Bring together all lines from the listing below that contain the string "also".
"""
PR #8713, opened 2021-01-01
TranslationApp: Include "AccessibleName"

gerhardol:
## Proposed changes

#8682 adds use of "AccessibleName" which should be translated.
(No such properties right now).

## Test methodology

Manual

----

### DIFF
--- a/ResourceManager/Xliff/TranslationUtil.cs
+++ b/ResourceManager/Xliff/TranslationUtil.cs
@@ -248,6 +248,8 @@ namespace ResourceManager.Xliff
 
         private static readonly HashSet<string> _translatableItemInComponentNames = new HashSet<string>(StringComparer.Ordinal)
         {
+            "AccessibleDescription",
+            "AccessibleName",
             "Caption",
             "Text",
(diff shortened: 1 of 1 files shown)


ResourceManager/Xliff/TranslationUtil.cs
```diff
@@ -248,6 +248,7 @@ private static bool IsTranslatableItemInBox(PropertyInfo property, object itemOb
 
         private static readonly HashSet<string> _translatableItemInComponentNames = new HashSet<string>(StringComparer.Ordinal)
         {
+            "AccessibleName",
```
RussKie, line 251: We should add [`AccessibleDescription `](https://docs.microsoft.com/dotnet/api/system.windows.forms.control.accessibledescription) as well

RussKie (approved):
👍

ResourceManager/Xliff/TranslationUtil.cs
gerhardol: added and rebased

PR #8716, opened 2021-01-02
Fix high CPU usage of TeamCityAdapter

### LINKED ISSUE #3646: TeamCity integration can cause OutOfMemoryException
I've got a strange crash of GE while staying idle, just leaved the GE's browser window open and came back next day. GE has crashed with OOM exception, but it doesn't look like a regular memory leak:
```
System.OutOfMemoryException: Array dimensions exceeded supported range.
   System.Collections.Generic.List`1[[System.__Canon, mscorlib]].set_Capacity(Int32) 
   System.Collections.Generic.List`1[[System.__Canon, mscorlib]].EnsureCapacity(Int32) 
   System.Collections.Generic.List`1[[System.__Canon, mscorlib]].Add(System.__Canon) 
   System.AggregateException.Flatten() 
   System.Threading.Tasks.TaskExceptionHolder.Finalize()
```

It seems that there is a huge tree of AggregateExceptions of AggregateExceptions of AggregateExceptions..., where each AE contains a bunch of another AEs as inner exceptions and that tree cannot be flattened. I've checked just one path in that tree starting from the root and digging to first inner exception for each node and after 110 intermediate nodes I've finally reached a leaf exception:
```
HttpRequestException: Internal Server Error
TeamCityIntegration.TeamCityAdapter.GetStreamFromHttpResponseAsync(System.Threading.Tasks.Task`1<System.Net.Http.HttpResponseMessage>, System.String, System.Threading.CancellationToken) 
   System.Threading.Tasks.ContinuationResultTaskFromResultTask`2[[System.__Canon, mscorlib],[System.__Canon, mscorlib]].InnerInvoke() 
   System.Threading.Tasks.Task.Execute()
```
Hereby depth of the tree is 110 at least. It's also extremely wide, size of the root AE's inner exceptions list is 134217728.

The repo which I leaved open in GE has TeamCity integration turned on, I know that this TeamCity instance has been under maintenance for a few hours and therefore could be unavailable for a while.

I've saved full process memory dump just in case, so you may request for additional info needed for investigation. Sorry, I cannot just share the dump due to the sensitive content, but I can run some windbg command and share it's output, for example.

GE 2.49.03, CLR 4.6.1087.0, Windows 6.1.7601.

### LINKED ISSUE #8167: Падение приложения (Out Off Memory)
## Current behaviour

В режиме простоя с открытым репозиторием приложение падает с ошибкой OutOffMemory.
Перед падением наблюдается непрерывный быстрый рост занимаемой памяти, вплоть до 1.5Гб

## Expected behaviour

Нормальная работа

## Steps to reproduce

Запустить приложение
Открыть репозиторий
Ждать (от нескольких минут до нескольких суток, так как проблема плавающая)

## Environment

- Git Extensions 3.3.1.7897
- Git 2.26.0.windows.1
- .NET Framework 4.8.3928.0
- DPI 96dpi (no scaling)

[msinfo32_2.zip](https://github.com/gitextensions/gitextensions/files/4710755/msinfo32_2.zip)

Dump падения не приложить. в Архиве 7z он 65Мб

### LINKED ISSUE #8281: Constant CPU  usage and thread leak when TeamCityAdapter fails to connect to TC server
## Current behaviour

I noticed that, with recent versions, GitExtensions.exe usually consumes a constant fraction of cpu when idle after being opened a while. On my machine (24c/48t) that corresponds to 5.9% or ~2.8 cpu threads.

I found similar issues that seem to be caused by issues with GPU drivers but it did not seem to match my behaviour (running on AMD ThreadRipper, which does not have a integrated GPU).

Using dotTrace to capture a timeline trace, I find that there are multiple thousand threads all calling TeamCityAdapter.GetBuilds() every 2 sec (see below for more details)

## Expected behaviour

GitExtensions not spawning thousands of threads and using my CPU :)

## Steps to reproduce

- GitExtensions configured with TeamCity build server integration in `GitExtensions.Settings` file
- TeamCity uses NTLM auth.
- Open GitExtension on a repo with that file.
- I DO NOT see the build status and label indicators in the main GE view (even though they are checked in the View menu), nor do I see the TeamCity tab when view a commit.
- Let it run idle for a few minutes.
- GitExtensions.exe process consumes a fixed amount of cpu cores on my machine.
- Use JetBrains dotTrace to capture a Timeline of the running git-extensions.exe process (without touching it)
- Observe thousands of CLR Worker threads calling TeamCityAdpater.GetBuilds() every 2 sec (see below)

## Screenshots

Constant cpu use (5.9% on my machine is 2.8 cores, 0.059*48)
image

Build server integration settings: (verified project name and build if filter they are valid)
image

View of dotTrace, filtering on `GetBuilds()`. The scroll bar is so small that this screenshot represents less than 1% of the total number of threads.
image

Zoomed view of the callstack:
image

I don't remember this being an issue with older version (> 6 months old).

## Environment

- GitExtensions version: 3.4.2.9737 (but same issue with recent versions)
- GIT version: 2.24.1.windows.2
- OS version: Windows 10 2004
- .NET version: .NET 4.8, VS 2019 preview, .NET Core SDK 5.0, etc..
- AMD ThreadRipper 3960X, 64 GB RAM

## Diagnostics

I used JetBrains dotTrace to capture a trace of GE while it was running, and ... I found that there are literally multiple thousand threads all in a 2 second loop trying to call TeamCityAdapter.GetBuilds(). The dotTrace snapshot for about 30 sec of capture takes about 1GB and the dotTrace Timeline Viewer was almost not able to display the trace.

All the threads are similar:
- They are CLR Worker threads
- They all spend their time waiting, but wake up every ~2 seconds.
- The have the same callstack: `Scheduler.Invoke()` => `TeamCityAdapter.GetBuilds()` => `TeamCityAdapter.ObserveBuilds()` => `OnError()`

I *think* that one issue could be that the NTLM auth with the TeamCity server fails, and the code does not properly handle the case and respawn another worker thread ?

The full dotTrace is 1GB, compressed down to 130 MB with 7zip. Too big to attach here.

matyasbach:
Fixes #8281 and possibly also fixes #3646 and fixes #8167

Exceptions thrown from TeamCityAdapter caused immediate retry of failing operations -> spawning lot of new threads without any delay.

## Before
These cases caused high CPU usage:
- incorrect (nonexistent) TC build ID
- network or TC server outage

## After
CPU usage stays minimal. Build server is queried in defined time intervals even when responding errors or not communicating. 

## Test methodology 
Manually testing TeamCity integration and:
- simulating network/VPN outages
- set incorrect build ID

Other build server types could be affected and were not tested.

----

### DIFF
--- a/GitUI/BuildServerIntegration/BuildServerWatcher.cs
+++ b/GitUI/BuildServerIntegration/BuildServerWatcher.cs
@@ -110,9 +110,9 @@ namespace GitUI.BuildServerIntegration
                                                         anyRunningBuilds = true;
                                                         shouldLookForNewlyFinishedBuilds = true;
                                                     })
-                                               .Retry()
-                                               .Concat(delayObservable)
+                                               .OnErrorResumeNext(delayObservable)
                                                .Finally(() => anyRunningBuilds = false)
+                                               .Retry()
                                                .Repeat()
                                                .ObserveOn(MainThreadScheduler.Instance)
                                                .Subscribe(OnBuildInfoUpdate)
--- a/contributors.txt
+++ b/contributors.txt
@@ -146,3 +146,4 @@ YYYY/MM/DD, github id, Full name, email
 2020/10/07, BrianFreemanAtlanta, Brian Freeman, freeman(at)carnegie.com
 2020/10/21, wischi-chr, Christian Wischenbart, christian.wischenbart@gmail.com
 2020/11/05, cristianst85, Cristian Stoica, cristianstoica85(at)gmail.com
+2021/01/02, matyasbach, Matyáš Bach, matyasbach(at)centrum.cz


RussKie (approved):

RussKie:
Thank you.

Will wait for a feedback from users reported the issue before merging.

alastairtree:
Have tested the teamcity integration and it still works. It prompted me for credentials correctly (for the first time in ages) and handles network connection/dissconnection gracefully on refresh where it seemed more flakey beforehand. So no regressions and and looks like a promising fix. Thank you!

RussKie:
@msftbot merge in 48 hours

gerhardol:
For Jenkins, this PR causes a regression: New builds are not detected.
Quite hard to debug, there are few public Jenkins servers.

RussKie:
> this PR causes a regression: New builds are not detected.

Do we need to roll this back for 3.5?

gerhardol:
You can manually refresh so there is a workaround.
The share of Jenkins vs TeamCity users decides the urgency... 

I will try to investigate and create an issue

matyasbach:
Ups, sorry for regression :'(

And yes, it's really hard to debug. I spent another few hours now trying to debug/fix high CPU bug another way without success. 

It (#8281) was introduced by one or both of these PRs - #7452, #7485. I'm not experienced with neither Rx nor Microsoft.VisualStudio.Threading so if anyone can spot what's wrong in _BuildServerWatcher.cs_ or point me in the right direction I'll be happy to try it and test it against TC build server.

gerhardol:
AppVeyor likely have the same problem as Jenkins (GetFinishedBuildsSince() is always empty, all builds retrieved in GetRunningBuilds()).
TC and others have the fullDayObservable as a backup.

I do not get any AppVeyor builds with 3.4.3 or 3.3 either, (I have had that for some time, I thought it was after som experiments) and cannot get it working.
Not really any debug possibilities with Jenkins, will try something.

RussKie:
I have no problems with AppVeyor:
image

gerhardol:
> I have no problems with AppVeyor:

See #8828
"""
**Output of the task**
Hereby depth of the tree is 110 at least. It's also extremely wide, size of the root AE's inner exceptions list is 134217728.
Fixes #8281 and possibly also fixes #3646 and fixes #8167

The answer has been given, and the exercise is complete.